• **GOAL OF THE EXERCISE**
Copy each line of the records that holds the string "browse".

----- DATASET RECORDS

PR #1374, opened 2024-12-06
RHCLOUD-36669: Use user_id in case it is not available from principal

astrozzc:
## Link(s) to Jira

- [RHCLOUD-36669](https://issues.redhat.com/browse/RHCLOUD-36669) Cannot process message with inactive user where Principal does not have user ID populated yet
- [RHCLOUD-36670](https://issues.redhat.com/browse/RHCLOUD-36670) UMB messages which fail bootstrapping block the entire queue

----------

• **THE ANSWER**
- [RHCLOUD-36669](https://issues.redhat.com/browse/RHCLOUD-36669) Cannot process message with inactive user where Principal does not have user ID populated yet
- [RHCLOUD-36670](https://issues.redhat.com/browse/RHCLOUD-36670) UMB messages which fail bootstrapping block the entire queue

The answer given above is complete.